REQUIRED WORK:
Each line from the start of the data below through the one containing "### Description" must be reproduced exactly.

------ INPUT

PR #224, opened 2025-08-06
fix(metrics)!: hold onto `MetricsProvider` in `MetricsLayer`

### LINKED ISSUE #178: MetricsLayer does not really pipe metrics to reader
## Bug Report
metrics reader never get anything from MetricsLayer

### Version

opentelemetry = { version = "0.26", features = ["trace"] }
opentelemetry-proto = { version = "0.26", features = ["trace"] }
opentelemetry_sdk = { version = "0.26", features = ["trace", "rt-tokio"] }
tracing-opentelemetry = "0.27"

### Description

image
image
image
image
image

mladedav:
## Motivation

Fixes #178 

Dropping `MeterProvider` early shuts down the `Meter` we carry aroud forcing users wither to keep a copy of the provider for the duration of their program or losing all their metrics.

## Solution

Keep the provider inside our layer. It adds a new generic argument to the type which is a breaking change.

The tests were written in a way that prevented this bug by having the provider cloned so I've got rid of that too.

### DIFF
--- a/src/metrics.rs
+++ b/src/metrics.rs
@@ -368,18 +368,19 @@ impl Visit for MetricVisitor<'_> {
 ///
 /// In the future, this can be improved by associating each `Metric` instance to
 /// its callsite, eliminating the need for any maps.
-///
 #[cfg_attr(docsrs, doc(cfg(feature = "metrics")))]
-pub struct MetricsLayer<S> {
+pub struct MetricsLayer<S, M> {
     inner: Filtered<InstrumentLayer, MetricsFilter, S>,
+    // We need to hold onto this so that the `InstrumentLayer` can use the created `Meter`.
+    _meter_provider: M,
 }
 
-impl<S> MetricsLayer<S>
+impl<S, M> MetricsLayer<S, M>
 where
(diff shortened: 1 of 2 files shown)


src/metrics.rs
```diff
@@ -467,7 +469,7 @@ where
     }
 }
 
-impl<S> Layer<S> for MetricsLayer<S>
+impl<S, M: 'static> Layer<S> for MetricsLayer<S, M>
```
djc, line 472: Why does this need the explicit lifetime?

djc (commented):
This looks like it'll be semver-breaking, maybe include a proactive semver-incompatible version bump?

src/metrics.rs
mladedav: Because `Layer<S>` has a `Self: 'static` clause.

mladedav:
As for the semver incompatible bump, I'm still planning to use `realease-plz` which bumps the version on release so that it's not accidentally bumped multiple times between releases. Since the commits contain conventional commits with an `!` it knows there have been breaking changes.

------------

RESPONSE TO THE EXERCISE:
PR #224, opened 2025-08-06
fix(metrics)!: hold onto `MetricsProvider` in `MetricsLayer`

### LINKED ISSUE #178: MetricsLayer does not really pipe metrics to reader
## Bug Report
metrics reader never get anything from MetricsLayer

### Version

opentelemetry = { version = "0.26", features = ["trace"] }
opentelemetry-proto = { version = "0.26", features = ["trace"] }
opentelemetry_sdk = { version = "0.26", features = ["trace", "rt-tokio"] }
tracing-opentelemetry = "0.27"

### Description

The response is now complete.